A second model has come forward to accuse fashion photographer Bruce Weber of sexual harassment.
Last week, model Jason Boyce filed a lawsuit against Weber, claiming the photographer sexually harassed him in 2014. Another model, Mark Ricketson, on Tuesday detailed new allegations of sexual harassment against Weber at a press conference, standing alongside his lawyer Lisa Bloom and Boyce.
Ricketson said Weber preyed on him during a 2005 shoot at the photographer’s Manhattan studio.
“He told me I ‘looked tense’ and proceeded to press his thumb on my forehead,” Ricketson said. “He then took my hand and told me to ‘find the energy’ by guiding my hand and rubbing it on one of three places: my forehead, chest or my stomach.”
He continued: “Each time the ‘energy’ in my stomach would get lower and lower until I had to navigate the remaining space left before having to touch myself. I felt ashamed and embarrassed.”
Ricketson said that he acquiesced to Weber’s requests because he feared that if he didn’t, he would be blacklisted. Ricketson is unable to file a lawsuit, as the statute of limitations for sexual harassment in New York is three years, but may testify as a corroborating witness in Boyce’s case.
Weber’s representatives did not respond to HuffPost’s request for comment.
Weber is, however, already facing non-legal repercussions from the accusations: On Tuesday, Vanity Fair canceled a party to honor the photographer in Art Basel in Miami.
Rumors of sexual misconduct within the fashion industry have been rampant for years, notably in regard to photographer Terry Richardson, who’s been accused of sexual harassment and assault by several women.
In 2001, a model walked out of a photo shoot with the photographer after claiming “he wanted me to be completely naked and pretend to give one of the men a blow job, while he was also naked.” In 2010, model Jamie Peck alleged Richardson got naked on the set of a photo shoot and asked her to touch his penis after suggesting she let him play with her used tampon. And in 2014, a woman named Anna del Gaizo told Jezebel that Richardson “shoved his hardening dick into [her] face” in 2008.
Richardson denied the accusations in a contributor piece for HuffPost in 2014.
A few brands, such as shoe company Aldo and Target, as well as Vogue U.S., stopped working with Richardson after the 2014 accusations surfaced. Others in the industry, like Sky Ferreira and Tom Ford, have continued to come to his defense.

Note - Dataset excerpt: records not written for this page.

PR #1174, opened 2021-05-24
Fix/openmm namespace change

mikemhenry:
Like https://github.com/ParmEd/ParmEd/pull/1173 this PR address the namespace changes coming to openMM, but does this in a backwards compatible way. The main issue I ran into using the openMM dev build was the logic on how parmed checks the version/capabilities of openMM.

```
>>> from simtk.openmm.app.internal.unitcell import reducePeriodicBoxVectors
Warning: importing 'simtk.openmm' is deprecated.  Import 'openmm' instead.
  File "<stdin>", line 1, in <module>
ModuleNotFoundError: No module named 'simtk.openmm.app.internal'
>>> from openmm.app.internal.unitcell import reducePeriodicBoxVectors
>>> 
```

I'm not sure when the next parmed release is planned, but this change is backwards compatible with other openmm versions and perhaps is a good stopgap for users that want to use the latest version of both openmm and parmed.


mikemhenry:
had an issue with my git history, fixed in 1176

PR #1177, opened 2021-05-27
Fix/openmm namespace change

mattwthompson:
Seeing if #1176 will run without maintainer approval if I pull it into my fork


mattwthompson:
This managed to get tested started over there - I guess me being in the git history was enough to get through GitHub's checks.

PR #1182, opened 2021-07-02
Base unscaled pairs on all atoms in a torsion

peastman:
When I implemented unscaled 1-4 interactions in #1149, I based it on the assumption that pairs could be classified based just on the types of the two interacting atoms, ignoring the two other atoms that connect them.  This turns out to be wrong.  For example, O-C-CX-H1 is an ordinary backbone torsion that uses standard scaling factors.  By O-C-Cg-H1 is a GLYCAM torsion that should be unscaled.  You need to consider all four atoms to tell the difference.  This changes it to do that.


peastman:
Test results are in https://github.com/openmm/openmmforcefields/pull/156#issuecomment-874248395.  With this change, we get excellent agreement on energies.

swails:
Thanks!

PR #1183, opened 2021-07-06
Recalculate 1-4 nonbonded terms in combining_rules setter

daico007:
Currently, if the `Structure.adjusts` section is pre-calculated, they will not be recalculated when the `Structure.combining_rule` is updated later. This PR add an option in the `combining_rule` setter method to recalculate sigmas in `Structure.adjusts` to match with the new combining rule. Inspired by @mattwthompson patch in https://github.com/mosdef-hub/foyer/pull/433.

### DIFF
--- a/parmed/structure.py
+++ b/parmed/structure.py
@@ -1589,8 +1589,9 @@ class Structure:
                 combine = lambda sig1, sig2: (sig1 + sig2)/2
             elif thing == "geometric":
                 combine = lambda sig1, sig2: (sig1 * sig2)**2
-
-            for adj in structure.adjusts:
+            if any((not np.isclose(adj.type.sigma, combine(adj.atom1.sigma_14, adj.atom2.sigma_14))) for adj in self.adjusts):
+                raise ValueError("Cannot change the combining rule with modified off-diagonal 1-4 Lennard-Jones parameters")
+            for adj in self.adjusts:
                 adj.type.sigma = combine(adj.atom1.sigma_14, adj.atom2.sigma_14)
 
 
--- a/parmed/structure.py
+++ b/parmed/structure.py
@@ -1577,7 +1577,18 @@ class Structure:
     def combining_rule(self, thing):
         if thing not in ('lorentz', 'geometric'):
             raise ValueError("combining_rule must be 'lorentz' or 'geometric'")
-        self._combining_rule = thing
+        if self._combining_rule != thing
+            self._combining_rule = thing
+            if thing == 'lorentz':
+                for adj in structure.adjusts:
+                    sig1 = adj.atom1.sigma
+                    sig2 = adj.atom2.sigma
+                    adj.type.sigma = (sig1 + sig2)/2
+            elif thing == 'geometric':
+                for adj in structure.adjusts:
+                    sig1 = adj.atom1.sigma
+                    sig2 = adj.atom2.sigma
+                    adj.type.sigma = (sig1 * sig2) ** 0.5
 
     #===================================================
 
--- a/parmed/structure.py
+++ b/parmed/structure.py
@@ -1574,11 +1574,11 @@ class Structure:
         return self._combining_rule
 
     @combining_rule.setter
-    def combining_rule(self, thing):
+    def combining_rule(self, thing, recalculate_14=False):
         if thing not in ('lorentz', 'geometric'):
             raise ValueError("combining_rule must be 'lorentz' or 'geometric'")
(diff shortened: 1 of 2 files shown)


parmed/structure.py
```diff
@@ -1574,10 +1574,21 @@ def combining_rule(self):
         return self._combining_rule
 
     @combining_rule.setter
-    def combining_rule(self, thing):
+    def combining_rule(self, thing, recalculate_14=False):
```
swails, line 1577: This is a setter, so there's no way to actually specify `recalculate_14=True` as written.  Also, `Atom` has a `sigma_14` attribute that specifies the 1-4 sigma parameter (which may be different than its "normal" sigma parameter).

Instead, I'd do something like this:

```python
@combining_rule.setter
def combining_rule(self, thing):
    if self._combining_rule == thing:
        # nothing to do
        return
    if self.has_NBFIX():
        raise ValueError("Cannot change the combining rule with modified off-diagonal Lennard-Jones parameters")

    if thing == "lorentz":
        combine = lambda sig1, sig2: (sig1 + sig2) / 2
    elif thing == "geometric":
        combine = lambda sig1, sig2: (sig1 * sig2) ** 0.5
    if any(abs(adj.type.sigma - combine(adj.atom1.sigma_14, adj.atom2.sigma_14)) > TINY):
        raise ValueError("Cannot change the combining rule with modified off-diagonal 1-4 Lennard-Jones parameters")
    for adj in structure.adjusts:
        adj.type.sigma = combine(adj.atom1.sigma_14, adj.atom2.sigma_14)
```

swails (commented):
Good catch!  I made a suggestion for a change that's required for this code to do anything (and a correction for 1-4 interactions).

parmed/structure.py
daico007: Good catch! Thank you for the feedback! I only have one question about this line: 
```python3  
if any(abs(adj.type.sigma - combine(adj.atom1.sigma_14, adj.atom2.sigma_14)) > TINY for adj in self.adjusts):
        raise ValueError("Cannot change the combining rule with modified off-diagonal 1-4 Lennard-Jones parameters")
```
it looks like the `if` statement is checking if the newly calculated sigma would be much different than those currently stored in `adj.type.sigma`, but I am not sure why this will raise the ValueError below.

swails: Basically what's happening here is we are throwing a ValueError if there are any off-diagonal modifications of 1-4 nonbonded interactions.  The Lennard-Jones parameter matrix is built by computing pairwise "combined" sigma and epsilon properties.  NBFIX (nonbond "fixes") allow you flexibility in fitting the Lennard-Jones potential by changing "off-diagonal" elements of the parameter matrix that *doesn't* obey the normal combining rules (CHARMM uses this to tune specific pairs of atomic interactions without affecting all of the other interactions).

However, if you change the combining rules and "recompute" the sigmas on the 1-4 adjustments, you would wipe out any specific pair overrides (NBFIXes) you implemented.  It's unclear exactly what should be done if there is NBFIX implemented:

* Do you keep the pair-specific parameters used to override the combining rules?
* Or do you overwrite them by applying the combining rules to all pairs?
* Or do you throw an error and force the developer to resolve the issue?

There are reasonable arguments to support either of the first two options (leave them alone or overwrite), and large numbers of people could (justifiably) be surprised by either of the first two behaviors.  So the only safe option is to do the third, which will ensure nobody gets surprised, even if some people are slightly inconvenienced.

But if you go through the effort of NBFIXing certain interactions, you aren't likely to change the combining rule so this safety valve probably shouldn't hit anybody (because nobody should really try to change the combining rule *after* NBFIXing).  But just in case, it's worth throwing an exception to make sure surprising (but subtle and hard-to-detect) doesn't slip through unprotected.

daico007: Gotcha. I added that checks to the methods

daico007: Spending some more thought on this, I am still a bit confusing by the the last check (`if any(abs(adj.type.sigma - combine(adj.atom1.sigma_14, adj.atom2.sigma_14)) > TINY for adj in self.adjusts):`). If we are worried about the NBFix implemented by the user, shouldn't it has already captured by the first condition check (`if self.has_NBFIX():`)? 
With the last check being: "Error out if if any of the existing `adj.type.sigma` differ by the newly calculated `sigma`", it kind of defeat the purpose of this PR in updating the sigma if the user update the overall combining rule of the structure.

PR #1184, opened 2021-07-13
Perceive external bonds (necessary for glycam ffxml conversion)

zhang-ivy:
@peastman and I have been working on converting the AMBER glycam forcefield (`GLYCAM_06j-1`) into a ffxml for the OpenMM ecosystem -- we have the conversion pipeline working now (after making a number of changes to Parmed, OpenMM, and soon Openmmforcefields), but there is one more ParmEd fix that I had to use for the conversion pipeline that has not been pushed.

After generating the ffxml and upon trying to create a system for a glycosylated protein, I was getting errors like :
```
ValueError: No template found for residue 197 (UYB). The set of atoms matches UYB, but the bonds are different.
```
This was because the ExternalBonds in the ff templates were not correct. In the converted ffxml, for the UYB residue, I was seeing:
```
     <ExternalBond atomName="C1"/>
     <ExternalBond atomName="O4"/>
```

But there should be a third line for atomName="O6".

Since Parmed was not writing out all of the atoms with external bonds correctly, I added a fix to `parmed/openmm/parameters.py`. This fix involves adding a function called `_get_atoms_with_external_bonds()` that gets atoms with external bonds.

Not sure if this fix should be merged into master as I'm not sure whether it will disrupt the current functionality of `parmed/openmm/parameters.py`, but this is necessary for glycam ffxml conversion, so we should brainstorm how to include it in the repo.

Tagging @jchodera @peastman @swails for feedback

### DIFF
--- a/parmed/openmm/parameters.py
+++ b/parmed/openmm/parameters.py
@@ -276,7 +276,7 @@ class OpenMMParameterSet(ParameterSet, CharmmImproperMatchingMixin, metaclass=Fi
         return atom.type
 
     def write(self, dest, provenance=None, write_unused=True, separate_ljforce=False,
-              improper_dihedrals_ordering='default', charmm_imp=False, skip_duplicates=True):
+              improper_dihedrals_ordering='default', charmm_imp=False, skip_duplicates=True, is_glycam=False):
         """ Write the parameter set to an XML file for use with OpenMM
 
         Parameters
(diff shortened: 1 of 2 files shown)


peastman:
This change looks like it's very specific to GLYCAM.  We should make sure it doesn't break other force fields.  For example, if you run CHARMM36 through it, does this cause it to start inserting external bonds that shouldn't be there?

Possibly this could be controlled by a global option, so you need to specifically enable it when running ParmEd.

zhang-ivy:
The tests were failing for this because I've only allowed external bond perception for `{'C': 4, 'N': 3, 'O': 2, 'H': 1}` -- any other atom types will throw an error. I've checked the glycam ffxml to see if any residues contain S or P and only residue SO3 contains S (no residues contain P). I've included 'SO3' as a special case in the function.

To make sure my fix doesn't affect other conversion of other forcefields, I've also implemeted Peter's suggestion of using a global flag to control whether the external bond perception code is executed.

zhang-ivy:
@peastman @swails Could one of you approve this PR for running test workflows (so that we can check that these changes don't disrupt the behavior for other forcefields)?

peastman:
I'm not a maintainer.  @swails will have to do it.

swails (approved):

PR #1186, opened 2021-07-28
Prototype for heterogenous mass repartitioning

bradakstx:
This is a draft implementation of the two-tier mass repartitioning
strategy recently published by the Sugita group. The main change is that
an additional "alternate" target hydrogen mass is supplied for hydrogens
that are connected to a ring. The complete strategy proposed for AMBER
force fields is:

1. reduce the target mass from 3 x 1.008 to 2.5 x 1.008
2. use an alternate target mass of 2 x 1.008

Changes to the code:

- A new optional keyword `altmass` has been added to the HMassRepartition
action that supplies the alternative mass.
- A quick scheme to produce rdkit mol objects from single-residue ParmEd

And Richardson has remained in demand, shooting covers for various publications and brands, despite the questions surrounding his behavior. Only this year did Condé Nast International, Valentino and Bulgari say they would stop working with the photographer, who had a photo spread in Vogue Paris as recently as August.
While some may think sexual misconduct is not an issue in fashion, one only has to look at Cameron Russell’s Instagram page to see the reality. Last month, the model began posting stories other models had shared with her, detailing their experiences with sexual harassment and/or assault.
Sarah Ziff, the founder of Model Alliance and a former model, has long been vocal about the problem, which she discussed in her 2009 documentary “Picture Me.” Last month, she told Cosmopolitan, “Our safety and wellbeing has clearly and consistently come second to the business interests of industry figures with longstanding relationships with designers, editors, casting directors, executives, brands (and so on) — people who often wield great power and influence behind the scenes.”
Supermodel Christy Turlington has also suggested that predatory behavior is widespread, telling WWD, “The industry is surrounded by predators who thrive on the constant rejection and loneliness so many of us have experienced at some point in our careers.”